PR #1532, opened 2026-09-02
fix: reorder `doc-deploy-stable` action steps to allow uv caching

### LINKED ISSUE #1073: Ensure actions/checkout is performed before astral-sh/setup-uv
I was looking into a failed stable doc deployment and noticed that the action `doc-deploy-stable` is installing `uv` before performing a checkout of the repo. This shows the following warning in the logs
Image
and I think this highlights that if a user wants to reuse `uv` cache, it will not work as expected because `setup-uv` does not have access to the information necessary for its cache management.

A simple fix should be to reorder the steps of the action. Note that this might also concern other actions and anyone handling this issue should have a look in the whole repo if possible :)

moe-ad:
Closes #1073.

A light PR, I have just reordered action steps. I have checked all other actions and only `doc-deploy-stable` is affected.

### DIFF
--- a/doc-deploy-stable/action.yml
+++ b/doc-deploy-stable/action.yml
@@ -191,33 +191,6 @@ runs:
       with:
         level: "INFO"
         message: >
-          Collect the version number from the tag or the branch name according
-          to the reference type. Tags names are expected to follow
-          'v<MAJOR>.<MINOR>' or 'v<MAJOR>.<MINOR>.<PATCH>'. Branches must follow
-          'release/<MAJOR>.<MINOR>'.
-
-    - name: "Set up Python ${{ inputs.python-version }}"
-      uses: ansys/actions/_setup-python@main
-      with:
-        python-version: ${{ inputs.python-version }}
-        use-cache: ${{ inputs.use-python-cache }}
-        provision-uv: ${{ inputs.use-uv }}
-        prune-uv-cache: ${{ inputs.use-python-cache != 'true' }}
-
-    - name: "Install packaging"
-      shell: bash
-      env:
-        INSTALL_COMMAND: ${{ inputs.use-uv == 'true' && 'uv pip install --no-managed-python --system' || 'python -m pip install' }}
-      run: |
-        ${INSTALL_COMMAND} --upgrade pip
-        ${INSTALL_COMMAND} -r ${GITHUB_ACTION_PATH}/requirements.txt
-
-    # ------------------------------------------------------------------------
-
-    - uses: ansys/actions/_logging@main
-      with:
-        level: "INFO"
-        message: >
           Checkout the repository branch for deploying the documentation. If this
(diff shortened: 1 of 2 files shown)


doc-deploy-stable/action.yml
```diff
@@ -239,6 +212,33 @@ runs:
...
+      with:
+        level: "INFO"
+        message: >
+          Collect the version number from the tag or the branch name according
+          to the reference type. Tags names are expected to follow
+          'v<MAJOR>.<MINOR>' or 'v<MAJOR>.<MINOR>.<PATCH>'. Branches must follow
+          'release/<MAJOR>.<MINOR>'.
+
+    - name: "Set up Python ${{ inputs.python-version }}"
+      uses: ansys/actions/_setup-python@main
```
jorgepiloto:
```suggestion
      uses: $/_setup-python
```

jorgepiloto (changes requested):
I requested changes for one blocking compatibility issue. In doc-deploy-stable/action.yml, the new references to ansys/actions/_logging@main and ansys/actions/_setup-python@main decouple internal behavior from the caller pinned ansys/actions release. This means workflows pinned to a stable tag can still pull updates from main, which breaks reproducibility and can introduce unreviewed behavior changes. Please keep these internal action references tied to the same release as this action instead of main.

doc-deploy-stable/action.yml
```diff
@@ -239,6 +212,33 @@ runs:
         repository: ${{ steps.get-repository-name.outputs.REPOSITORY }}
         token: ${{ inputs.token }} # zizmor: ignore[artipacked] , credential must be persisted in this case
 
+    # ------------------------------------------------------------------------
+
+    - uses: ansys/actions/_logging@main
```
jorgepiloto: Thanks for fixing the _setup-python reference. I still see one compatibility issue here: _logging now points to ansys/actions/_logging@main. That still decouples this action from a caller pinned ansys/actions release tag and can pull behavior from main. Please keep this internal reference tied to the same release as the parent action.

jorgepiloto (changes requested):
I re-reviewed after your update. Thanks for fixing the _setup-python reference. I still have one blocking compatibility concern: doc-deploy-stable/action.yml now references ansys/actions/_logging@main, which can drift independently from a caller pinned ansys/actions release tag. Please bind this internal reference to the same release as the parent action instead of main.

doc-deploy-stable/action.yml
jorgepiloto:
```suggestion
    - uses: $/_logging
```

jorgepiloto (approved):
Thanks for fixing this, @moe-ad.

jorgepiloto (approved):

SMoraisAnsys (approved):

RobPasMue (approved):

______________________________

* **Work order**
Reproduce each line from the data that has "approved" in it.

* **Exercise result**
jorgepiloto (approved):
jorgepiloto (approved):
SMoraisAnsys (approved):
RobPasMue (approved):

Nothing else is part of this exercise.